[Provided entries]:
****

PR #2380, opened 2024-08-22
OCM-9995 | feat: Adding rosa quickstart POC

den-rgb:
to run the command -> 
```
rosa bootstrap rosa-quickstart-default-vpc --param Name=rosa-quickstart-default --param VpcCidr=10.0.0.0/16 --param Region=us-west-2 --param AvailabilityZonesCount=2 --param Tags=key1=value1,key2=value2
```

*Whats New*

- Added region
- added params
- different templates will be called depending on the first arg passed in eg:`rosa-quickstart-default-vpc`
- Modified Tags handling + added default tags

****

[Task to carry out]: The full data, repeated exactly, is the only acceptable output.

[Finished task]:
PR #2380, opened 2024-08-22
OCM-9995 | feat: Adding rosa quickstart POC

den-rgb:
to run the command -> 
```
rosa bootstrap rosa-quickstart-default-vpc --param Name=rosa-quickstart-default --param VpcCidr=10.0.0.0/16 --param Region=us-west-2 --param AvailabilityZonesCount=2 --param Tags=key1=value1,key2=value2
```

*Whats New*

- Added region
- added params
- different templates will be called depending on the first arg passed in eg:`rosa-quickstart-default-vpc`
- Modified Tags handling + added default tags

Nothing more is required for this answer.